● Activity
If a line in the entries contains the string "fraction", include that line in your answer.

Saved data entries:
◇ ◇ ◇ ◇ ◇

PR #1486, opened 2026-02-21
fix(sdk): deduplicate middleware when user passes a built-in type

### LINKED ISSUE #1485: create_deep_agent duplicates middleware when user passes a built-in type via middleware=
### Checked other resources

### Area (Required)

- [x] deepagents (SDK)
- [ ] cli

### Related Issues / PRs

_No response_

```python
from deepagents.middleware.summarization import SummarizationMiddleware
from deepagents.backends import StateBackend

custom_summarization = SummarizationMiddleware(
    model="gpt-4o-mini",
    backend=StateBackend,
    trigger=("fraction", 0.85),
    keep=("fraction", 0.10),
)

agent = create_deep_agent(middleware=[custom_summarization])
# The agent now has TWO SummarizationMiddleware instances
```

```shell

```

### Description

`create_deep_agent` hardcodes a `SummarizationMiddleware` in its internal middleware stack (graph.py L258-265), then blindly appends user-provided middleware via `deepagent_middleware.extend(middleware)` at L271.

If a user passes a custom `SummarizationMiddleware` through the `middleware=` parameter (as shown in the `SummarizationMiddleware` module docstring example at summarization.py L22), the agent ends up with two instances of the same middleware type, causing double-summarization.

The same issue applies to any built-in middleware type (FilesystemMiddleware, PatchToolCallsMiddleware, etc.) and to subagent middleware (L230).

Expected: user-provided middleware of a built-in type should replace the default instance, not duplicate it.

The SummarizationMiddleware module docstring (L8-23) explicitly shows `create_deep_agent(middleware=[middleware])` as the intended customization pattern, confirming this is meant to work.

### Environment / System Info

OS: Windows 10 (10.0.26100)
Python: 3.12
deepagents: 0.4.2
deepagents-cli: 0.0.21

AdemBoukhris457:
## Summary

- `create_deep_agent` hardcodes a default middleware stack (including `SummarizationMiddleware`, `FilesystemMiddleware`, `PatchToolCallsMiddleware`, etc.) and then blindly appends any user-provided `middleware=` entries, causing duplicate instances when the user passes a built-in type.
- The `SummarizationMiddleware` module docstring ([summarization.py L8-23](../blob/main/libs/deepagents/deepagents/middleware/summarization.py#L8-L23)) explicitly shows `create_deep_agent(middleware=[middleware])` as the intended customization pattern, confirming this should work without duplication.
- This fix filters out built-in middleware instances whose type matches a user-provided one before appending, for both the main agent stack and subagent stacks.

Fixes #1485

## Why this approach

The dedup is type-based: if the user passes a `SummarizationMiddleware`, the built-in `SummarizationMiddleware` is removed and the user's instance takes its place. This is the minimal change that:

1. Preserves existing behavior for users who don't pass `middleware=`
2. Lets users override any built-in middleware by passing their own instance of the same type
3. Still allows users to append entirely new middleware types as before

## Changes

- **`libs/deepagents/deepagents/graph.py`**: Added type-based dedup logic before extending the middleware list, in both the main agent stack (L276) and the subagent stack (L230).
- **`libs/deepagents/tests/unit_tests/test_end_to_end.py`**: Added two unit tests — one structural test that passes a custom `SummarizationMiddleware` to `create_deep_agent`, and one that directly validates the dedup logic produces no duplicate types.

- The dedup uses `type(m)` equality, not `isinstance`. This is intentional — it avoids accidentally removing unrelated middleware that happens to share a base class. Reviewers should confirm this matches the project's middleware inheritance patterns.
- The user's middleware is appended at the end of the stack (after dedup). If positional ordering matters for certain middleware combinations, this could be a concern.


eyurtsev:
Hi @AdemBoukhris457. Summarization is non configurable by design -- we're improving it based on benchmark and want it to work out of the box by default. If you're running into issues w/ summarization please let us know and we can fix it.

◇ ◇ ◇ ◇ ◇

● Result of this exercise
    trigger=("fraction", 0.85),
    keep=("fraction", 0.10),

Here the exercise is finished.